Will Buffett retire and two genius successors go online? The official website hasn't been published yet!

富途资讯 ·  Jun 17, 2020 09:16

There was a rumor online this morning that Buffett announced his retirement today and that Greg Abel and Ajit Jain were jointly at the helm of Berkshire Hathaway. But for now,After verification of Berkshire Hathaway's official website, the major mainstream financial media and Twitter, we have not found any news about Buffett's retirement reported in the market.

Although the news has not been confirmed by the official website, but think of some of the recent misoperation of the stock god, or can not help but make investors wonder whether the stock god is really "too old to eat"?

Is the god of stock getting old? Recently, there have been frequent "rollover".

On the afternoon of Feb. 22, Buffett's Berkshire released its 2019 results, which showed fourth-quarter operating profit of $4.42 billion, down 23% from a year earlier. At the end of 2019, Berkshire had a total market capitalization of $248.027 billion, an acquisition cost of $110.34 billion, a paper profit of $1376.87 and a float of 125 per cent.

In the past few months, however, Buffett has repeatedly "missed" in his operations, especially in airline stocks.

U.S. president Donald Trump said in a speech at the White House on June 6 that Warren Buffett was "right all his life" but made a mistake in selling airline shares.

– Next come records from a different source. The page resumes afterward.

PR #4204, opened 2026-09-16
style: fix ZAI_ASSERT/ZAI_ASSUME -Wunused-value warnings under GCC

morrisonlevi:
### Description

`ZAI_ASSUME` checked `defined(__GCC__)`, but GCC defines `__GNUC__`. Oops. So it was falling back to `(true, true)` and warning.

Once fixed, it warned for a similar reason, because now it expands to `__builtin_expect(...) ? __builtin_unreachable() : true`. So the `__extension({ })` syntax suppresses this. Have to do some other stuff to make it C+ compatible too.

### Reviewer checklist
- [ ] Test coverage seems ok.


zend_abstract_interface/zai_assert/zai_assert.h
```diff
@@ -39,22 +39,38 @@
...
  * ZAI_ASSERT is like ZEND_ASSERT and C assert that it will expand into a valid
  * expression which returns true (if it fails, it will not return at all).
+ *
+ * On GCC/Clang this is a statement expression rather than a plain comma
+ * expression: with a comma expression, the trailing `true` is an unused
+ * constant when ZAI_ASSERT is used as a bare statement (its most common
+ * use), and GCC warns on it (-Wunused-value). Statement expressions are a
+ * GNU extension unavailable on MSVC, so Windows (which only builds the
+ * tracer, not the profiler) keeps the plain comma-expression form; MSVC
+ * does not raise the equivalent warning there.
```
bwoebi:
```suggestion
 * Prevent -Wunused-value on GCC/clang, but use the comma operator on MSVC which doesn't support __extension__.
```

That's all what it wants to say. Please tidy such comments up!

bwoebi (approved):

PR #4207, opened 2026-09-17
test: exempt known broken AppSec musl ZTS releases

morrisonlevi:
### Description

The appsec installer tests will forever fail on Alpine ZTS releases for 1.25.x because they have a dependency on `__cxa_thread_atexit_impl` which is not provided. Skip them so we don't fail them in every PR until 1.25.2 or 1.26.0 are made.

### Reviewer checklist
- [ ] Test coverage seems ok.


cataphract (approved):
Approved. But why are we running tests against releases on every commit?

morrisonlevi:
I had the same question! What this is really testing is that the `datadog-setup.php` script can actually work with GitHub artifacts, which we obviously don't have for the current release. I had to ask Bob about this. Bob thinks that the fix should go a different way but he said it would be easier to open a PR than to explain it. So I am awaiting that PR.

PR #4219, opened 2026-09-19
Misc CI fixes

cataphract:
### Description

For the most part still unreviewed AI changes. Wait to leave draft state for review

### Reviewer checklist
- [ ] Test coverage seems ok.


libdatadog
cataphract, line 1: Note: rate_limiter.rs seems to have [other problems](https://gist.github.com/cataphract/7c2e980da83d4f776df370451e047709) that need to be fixed.

ext/remote_config.c
```diff
@@ -131,7 +143,13 @@ void datadog_minit_remote_config(void) {
 }
 
 void datadog_mshutdown_remote_config(void) {
-#ifndef _WIN32
+#ifdef _WIN32
+    if (DATADOG_G(sidecar)) {
+        datadog_sidecar_clear_reconnect_fn(&DATADOG_G(sidecar));
```
bwoebi, line 157: Can we please split this out of the PR?
This, including the associated libdatadog changes adds a #[blocking] to the mshutdown, which may introduce a significant wait with a busy sidecar on shutdown. That's something we want to avoid in non-thread mode sidecar.
A better mechanism would be introducing a Mutex handle on windows, which is held by either side:
- the sidecar guards its calls to `CreateRemoteThread(datadog_set_all_thread_vm_interrupt)` with it. If the mutex is already held (by PHP that is, as it's not the sidecar holding it), the sidecar will skip calling `CreateRemoteThread`.
- the extension at the end of mshutdown, effectively preventing the sidecar from calling it.

Said mutex handle can be provided over shm during connect.

.gitlab/generate-shared.php
```diff
@@ -27,7 +27,7 @@
     - if [ -d "/opt/catch2" ]; then export CMAKE_PREFIX_PATH=/opt/catch2; fi
     - mkdir -p tmp/build_php_components_asan && cd tmp/build_php_components_asan
     - cmake $([ -f "/etc/debian_version" ] && echo "-DCMAKE_TOOLCHAIN_FILE=../../cmake/asan.cmake") -DCMAKE_BUILD_TYPE=Debug -DDATADOG_PHP_TESTING=ON ../../components
-    - make -j all
+    - bash "${CI_PROJECT_DIR}/.gitlab/run-make-with-infra-retry.sh" -j all
```
bwoebi: You really think simple retries will help... or rather, like, do we understand why the linker even crashes? (or is it something trivial like race conditions in the linker, which a retry obviously makes work?)

bwoebi:
> build: update libdatadog sidecar deadlock fix = https://github.com/DataDog/libdatadog/compare/0e8c8db3028a3526f5e6affeaa749194bbb9c500...d3be0178a28b223a5c62a41dc9ca9640f9fc8103

Seems like the wrong fix to me, can we instead hold the lock the other way round on telemetry shutdown? TelemetryCachedEntry anyway is `Arc<Mutex<Option<TelemetryCachedClient>>>` - so we can just take() the Option, and then drop the lock. Then acquire the TelemetryCachedSet lock and check whether that entry is still None, and if yes, drop it.

Saves us from duplicating the map every time we want to flush.

.gitlab/generate-shared.php
cataphract: I'm going to remove this one. IIRC it's only one that I "fixed" without managing to reproduce it. And I tried many thousands of links. Maybe it was cosmic ray.

loader/dd_library_loader.c
```diff
@@ -1038,6 +1035,10 @@ static int ddloader_zend_extension_startup(zend_extension *ext) {
 
 static void ddloader_zend_extension_shutdown(zend_extension *ext) {
     UNUSED(ext);
+    // Zend still owns the loader and injected extension handles here. Wait for
+    // every loader thread before any of those handles can be released.
+    ddloader_join_reapers();
```
bwoebi, line 1040: The whole point of that construction is to _not wait for telemetry sending on shortlived cli processes_.
... and now you synchronize on it.

cataphract: Yes, I'm aware of this, which is why i reached to you. However, the thread, in its current form where it calls dlclose, cannot be allowed to still run when the atexit handlers run. Do you have any ideas?

bwoebi: You could add a global which prevents that thread from calling dlclose upon exiting. Like if the process is anyway in shutting down, no point in dlclosing then.

cataphract: Hmm how would that avoid the race? Even assuming that I could reliably register an atexit destructor to set the variable before the other atexit destructors (perhaps by registering it as late as possible, since they run in lifo order), I don't think that closes the race:

Thread:
Read variable (false)
Main:
Set variable true
Thread:
Dlclose 
Main:
Run the destructor

cataphract: I guess it could work with a mutex if I held it in the thread during the dlclose and the check before, but I'm a bit weary of whether that could deadlock with other glibc locks

bwoebi: Yes, a mutex was my thought as well. Not sure which other locks it would deadlock with though.

cataphract: That are two problems with this direction:

* It's difficult to register an atexit destructor that runs before all others, because C++ lazily intiialized sdtatic variables can register theirs as late as they're accessed for the first time,
* More importantly, where would I put the executable code for the atexit destructor that did:
  ```
  static void block_unload(void) {
      pthread_mutex_lock(&unload_mtx);
      shutting_down = true;
      pthread_mutex_unlock(&unload_mtx);
  }
  ```

  The two variables could be put on the stack, but here we're unloading the very module where we could place the function.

"Buffett sold airline shares not long ago," Trump said. He has been right all his life, but sometimes even respectable people like Buffett make mistakes. They should keep the airline stock, because the airline stock has already broken the sky today. "

Buffett is one of the most respected investors on Wall Street and is known for his lifelong commitment to value investing. He revealed at Berkshire Hathaway's annual shareholders' meeting in early May that he had cleared all airline stocks and admitted that this was a mistake compared to the investment.

The legendary investor Warren Buffett's decision to sit on the sidelines during COVID-19 's crisis may be due to his old age, said Ken Ken Fisher, founder and CEO of $5.6 billion Fisher Investments, a well-known American fund manager known for his "smelly mouth".

Mr. Fisher said in an interview last week that Buffett, 89, like other prominent investors, has become more cautious as he grows older.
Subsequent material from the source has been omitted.